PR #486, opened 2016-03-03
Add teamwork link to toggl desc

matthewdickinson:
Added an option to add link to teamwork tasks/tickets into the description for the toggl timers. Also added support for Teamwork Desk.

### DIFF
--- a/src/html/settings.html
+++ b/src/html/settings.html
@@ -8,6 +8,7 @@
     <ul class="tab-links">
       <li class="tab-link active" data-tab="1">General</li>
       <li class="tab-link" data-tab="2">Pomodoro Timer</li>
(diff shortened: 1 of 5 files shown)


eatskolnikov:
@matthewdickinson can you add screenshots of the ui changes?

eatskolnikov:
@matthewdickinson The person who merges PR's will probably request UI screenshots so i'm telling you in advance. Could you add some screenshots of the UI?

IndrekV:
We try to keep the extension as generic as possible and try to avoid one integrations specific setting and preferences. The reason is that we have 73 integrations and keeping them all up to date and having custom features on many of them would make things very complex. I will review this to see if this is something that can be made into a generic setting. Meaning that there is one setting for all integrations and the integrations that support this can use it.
...
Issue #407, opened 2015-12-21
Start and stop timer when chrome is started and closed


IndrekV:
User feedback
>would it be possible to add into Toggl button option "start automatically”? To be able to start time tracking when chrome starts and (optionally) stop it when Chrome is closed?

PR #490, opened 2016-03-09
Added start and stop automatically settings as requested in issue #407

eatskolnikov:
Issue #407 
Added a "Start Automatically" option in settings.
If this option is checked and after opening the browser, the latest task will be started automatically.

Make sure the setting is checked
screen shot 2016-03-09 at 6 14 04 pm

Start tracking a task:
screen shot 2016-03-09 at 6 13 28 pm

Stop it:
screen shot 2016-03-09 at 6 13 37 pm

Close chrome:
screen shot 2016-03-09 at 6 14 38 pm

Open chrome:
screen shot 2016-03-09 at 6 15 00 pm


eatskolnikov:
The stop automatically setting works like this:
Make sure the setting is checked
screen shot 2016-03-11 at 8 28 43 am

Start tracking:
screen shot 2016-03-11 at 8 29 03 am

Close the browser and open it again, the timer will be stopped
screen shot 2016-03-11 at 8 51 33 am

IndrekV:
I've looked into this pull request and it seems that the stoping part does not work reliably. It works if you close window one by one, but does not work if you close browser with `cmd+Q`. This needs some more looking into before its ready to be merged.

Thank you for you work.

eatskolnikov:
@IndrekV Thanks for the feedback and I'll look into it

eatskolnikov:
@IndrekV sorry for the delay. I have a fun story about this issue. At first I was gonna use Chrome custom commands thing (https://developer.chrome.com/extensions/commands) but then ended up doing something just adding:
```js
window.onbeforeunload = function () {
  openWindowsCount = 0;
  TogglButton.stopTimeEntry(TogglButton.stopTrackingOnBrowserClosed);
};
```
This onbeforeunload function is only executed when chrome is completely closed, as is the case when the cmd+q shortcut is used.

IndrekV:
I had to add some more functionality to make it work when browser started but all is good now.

_EXERCISE AIM_: Could you copy out every line in the listing where the word "Added" appears?

_RESPONSE BELOW_:
Added an option to add link to teamwork tasks/tickets into the description for the toggl timers. Also added support for Teamwork Desk.
Added start and stop automatically settings as requested in issue #407
Added a "Start Automatically" option in settings.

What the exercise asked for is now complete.